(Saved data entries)
BEGIN

PR #24830, opened 2023-05-19
NEW : TakePOS - add constant to define payment terms if payment delayed

altairis-tof:
NEW add TAKEPOS_DELAYED_TERMS constant to define payment term id for delayed payments

### DIFF
--- a/htdocs/takepos/invoice.php
+++ b/htdocs/takepos/invoice.php
@@ -285,7 +285,7 @@ if (empty($reshook)) {
 					$payment->create($user);
 					$payment->addPaymentToBank($user, 'payment', '(CustomerInvoicePayment)', $bankaccount, '', '');
 					$remaintopay = $invoice->getRemainToPay(); // Recalculate remain to pay after the payment is recorded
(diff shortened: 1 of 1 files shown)


htdocs/takepos/invoice.php
```diff
@@ -285,6 +285,8 @@ function fail($message)
 					$payment->create($user);
 					$payment->addPaymentToBank($user, 'payment', '(CustomerInvoicePayment)', $bankaccount, '', '');
 					$remaintopay = $invoice->getRemainToPay(); // Recalculate remain to pay after the payment is recorded
+				} elseif (!empty(getDolGlobalInt("TAKEPOS_DELAYED_TERMS"))) {
```
eldy, line 288: `elseif (!empty(getDolGlobalInt("TAKEPOS_DELAYED_TERMS"))) {`
must be replaced with
`elseif (getDolGlobalInt("TAKEPOS_DELAYED_TERMS")) {`
empty is not allowed of the result of a function

altairis-tof: @eldy fixed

END

## Instructions to follow
All lines above that include the word "define" must be copied into the answer.

## Expected answer
NEW : TakePOS - add constant to define payment terms if payment delayed
NEW add TAKEPOS_DELAYED_TERMS constant to define payment term id for delayed payments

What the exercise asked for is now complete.